Sickle cell disease (SCD) is a debilitating illness affecting up to 40% of the population in some African countries. It’s caused by mutations in the gene that makes haemoglobin – the protein that carries oxygen in red blood cells.
It might one day be possible to treat this disease using gene editing – by switching back on the production of a healthy form of haemoglobin called foetal haemoglobin, which is usually only produced by the body when we’re in the womb.
But a new study testing this promising new treatment in mice has found that scientists still have a long way to go before it can be attempted in humans. The research has been published in Disease Models & Mechanisms.
Healthy red blood cells (RBCs) are shaped similar to a donut – but with an indentation instead of a hole.
In sickle cell disease the abnormal haemoglobin distorts the RBC’s shape when they aren’t carrying oxygen. Instead, sickled RBCs are C-shaped, like the farm tool called a “sickle”, and they become hard and sticky, and die earlier.

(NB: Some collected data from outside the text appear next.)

PR #2104, opened 2022-05-03
Split ensureGraph into customisations and saving

hawkowl:

Part of M5 installer cleanup https://msazure.visualstudio.com/AzureRedHatOpenShift/_workitems/edit/14317614

If we move to using Hive for the installer, we will have to save the InstallConfig that is provided to us *after* we call out to Hive to perform the installation. For the current install method, we can get closer to this by making any customisations before the deployment (which would be removed post-Hive) and then saving the graph after (which would remain after Hive).

### Test plan for issue:

E2E should test it.

N/A

### DIFF
--- a/pkg/cluster/deploystorage.go
+++ b/pkg/cluster/deploystorage.go
@@ -170,30 +170,24 @@ func (m *manager) deployStorageTemplate(ctx context.Context) error {
 	return arm.DeployTemplate(ctx, m.log, m.deployments, resourceGroup, "storage", t, nil)
 }
 
-func (m *manager) ensureGraph(ctx context.Context, installConfig *installconfig.InstallConfig, image *releaseimage.Image) error {
-	resourceGroup := stringutils.LastTokenByte(m.doc.OpenShiftCluster.Properties.ClusterProfile.ResourceGroupID, '/')
-	clusterStorageAccountName := "cluster" + m.doc.OpenShiftCluster.Properties.StorageSuffix
-	infraID := m.doc.OpenShiftCluster.Properties.InfraID
-
-	exists, err := m.graph.Exists(ctx, resourceGroup, clusterStorageAccountName)
-	if err != nil || exists {
-		return err
-	}
-
+// applyInstallConfigCustomisations modifies the InstallConfig and creates
+// parent assets, then regenerates the InstallConfig for use for Ignition
+// generation, etc.
+func (m *manager) applyInstallConfigCustomisations(ctx context.Context, installConfig *installconfig.InstallConfig, image *releaseimage.Image) (graph.Graph, error) {
 	clusterID := &installconfig.ClusterID{
 		UUID:    m.doc.ID,
-		InfraID: infraID,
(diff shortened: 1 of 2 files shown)


s-amann (dismissed):

pkg/cluster/deploystorage.go
```diff
@@ -169,30 +169,22 @@ func (m *manager) deployStorageTemplate(ctx context.Context, installConfig *inst
...
-	resourceGroup := stringutils.LastTokenByte(m.doc.OpenShiftCluster.Properties.ClusterProfile.ResourceGroupID, '/')
-	clusterStorageAccountName := "cluster" + m.doc.OpenShiftCluster.Properties.StorageSuffix
-	infraID := m.doc.OpenShiftCluster.Properties.InfraID
-
-	exists, err := m.graph.Exists(ctx, resourceGroup, clusterStorageAccountName)
-	if err != nil || exists {
-		return err
-	}
-
+// applyInstallConfigCustomisations modifies the InstallConfig and creates parent assets to generate the final installconfig that is used to
```
SudoBrendan, line 172: that is used to...?

SudoBrendan (dismissed):
LGTM! One nit if you want to look.

pkg/cluster/deploystorage.go
hawkowl: oops, fixed

pkg/cluster/deploystorage.go
```diff
@@ -170,30 +170,28 @@ func (m *manager) deployStorageTemplate(ctx context.Context) error {
...
-	}
-
+// applyInstallConfigCustomisations modifies the InstallConfig and creates
+// parent assets, then regenerates the InstallConfig for use for Ignition
+// generation, etc.
+func (m *manager) applyInstallConfigCustomisations(
+	ctx context.Context,
+	installConfig *installconfig.InstallConfig,
+	image *releaseimage.Image,
+) (graph.Graph, error) {
```
darthhexx, line 180: This function definition should be on a single line.

pkg/cluster/deploystorage.go
```diff
@@ -219,18 +217,30 @@ func (m *manager) ensureGraph(ctx context.Context, installConfig *installconfig.
...
 		if err = m.overrideEthernetMTU(g); err != nil {
-			return err
+			return nil, err
 		}
 	}
 
+	return g, nil
+}
+
+func (m *manager) ensureGraph(ctx context.Context, g graph.Graph) error {
```
darthhexx, line 235: Now that this function only saves the graph, IMO it would be clearer to rename this function to `saveGraph` or `persistGraph`.

darthhexx (commented):
LGTM, but I do have 2 nits around style and naming.

pkg/cluster/deploystorage.go
hawkowl: ack

pkg/cluster/deploystorage.go
hawkowl: ack

darthhexx (approved):
lgtm

PR #2105, opened 2022-05-03
Move armDeployTemplate into util

hawkowl:

Part of M5 installer cleanup: https://msazure.visualstudio.com/AzureRedHatOpenShift/_workitems/edit/14317614

When the installer code is isolated we will need to use the `armDeployTemplate` code in two locations. This moves it out of `pkg/cluster/` along with the tests, and also removes the need for a wrapper function in `pkg/cluster/`. We could move it into an interface and mock it later, if we wanted.

### Test plan for issue:

Unit tests follow the move, plus E2E should catch any problems.

N/A


s-amann (approved):

bennerv (approved):
LGTM

PR #2108, opened 2022-05-03
Refactor cronjobs on CI VMs and add job to clean up go cache

bennerv:

Fixes [ADO14324822](https://msazure.visualstudio.com/AzureRedHatOpenShift/_workitems/edit/14324822)

Go build cache is filling up CI VMs.  Remove old files not accessed within 24 hours

### Test plan for issue:

Build CI VMs, and check the issue is resolved after ~2 days or so.

Nope


bennerv:
Need to update the CI VMs.  Will prob do so tomorrow.

ross-bryan (dismissed):
deleted more than you added, lgtm

pkg/deploy/generator/resources_dev.go
```diff
@@ -380,24 +382,10 @@ fi
 EOF
 chmod +x /usr/local/bin/fix-podman-pause.sh
 
-# HACK - /tmp will fill up causing build failures
-# delete anything not accessed within 2 days
-cat >/usr/local/bin/clean-tmp.sh <<'EOF'
-#!/bin/bash
-
-find /tmp -type f \( ! -user root \) -atime +2 -delete
```
SudoBrendan, line 388: If I'm reading this correctly, it looks like the replaced command `/sbin/tmpwatch 24h /tmp` will delete additional files (e.g. root-owned files). Is this intended/ok?

facchettos (changes requested):
Wouldn't that be a good occasion to get rid of bindata here and use embed instead?

pkg/deploy/generator/resources_dev.go
bennerv: If they're not accessed within 24 hours yes it will delete them.  This is fine as on RHEL8 `/tmp` is cleaned up on reboot anyway so all files are removed.

bennerv:
> Wouldn't that be a good occasion to get rid of bindata here and use embed instead?

+1 @facchettos will do that when i rebase + test.

bennerv:
Closing as we increased the disk size.  If this becomes an issue again we can revisit.

PR #2111, opened 2022-05-04
Better err handling to customer

SudoBrendan:

Fixes

The current error handling will display API errors to the customer, mistaken as input errors by the customer. For example, if the API call has a timeout, we currently display that to the customer and tell them their subnet was wrong. This restricts those messages to only 404 not founds.


bennerv:
e2e has no influence on these changes so merging.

Because of their shape, sickled RBCs can become stuck and stop blood flow when travelling through small blood vessels. This causes patients to suffer from episodes of excruciating pain, organ damage and a reduced life-expectancy.

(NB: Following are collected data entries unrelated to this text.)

PR #2116, opened 2022-05-05
NSG controller - reconcile nil NSG

Makdaam:

Fixes ADO-10554108

Fixes the issue when there is no NSG assigned to a subnet. Previously it would error out. RIght now it attaches the correct NSG.

### Test plan for issue:

added unit test to cover the case

n/a - bug

### DIFF
--- a/pkg/operator/controllers/subnets/subnet_nsg.go
+++ b/pkg/operator/controllers/subnets/subnet_nsg.go
@@ -21,7 +21,7 @@ func (r *reconcileManager) ensureSubnetNSG(ctx context.Context, s subnet.Subnet)
 	if err != nil {
 		return err
 	}
-	if subnetObject.SubnetPropertiesFormat == nil || subnetObject.SubnetPropertiesFormat.NetworkSecurityGroup == nil {
+	if subnetObject.SubnetPropertiesFormat == nil {
 		return fmt.Errorf("received nil, expected a value in subnetProperties when trying to Get subnet %s", s.ResourceID)
 	}
 
@@ -30,14 +30,18 @@ func (r *reconcileManager) ensureSubnetNSG(ctx context.Context, s subnet.Subnet)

Although current treatments have reduced complications and extended the life expectancies of affected children, most still die prematurely.
Red blood cells are made from haematopoietic stem cells in our bone marrow. These stem cells are able to develop into more than one cell type, in a process called haematopoiesis.
Researchers hope to edit the genes of these stem cells so that they produce RBCs with foetal haemoglobin instead of the abnormal protein and can be reintroduced into the body to alleviate the symptoms of SCD.
Unfortunately, they found that although two types of lab mice had the symptoms of sickle cell disease, their foetal haemoglobin gene and surrounding DNA were not properly configured, making the stem-cell treatment ineffective or even harmful.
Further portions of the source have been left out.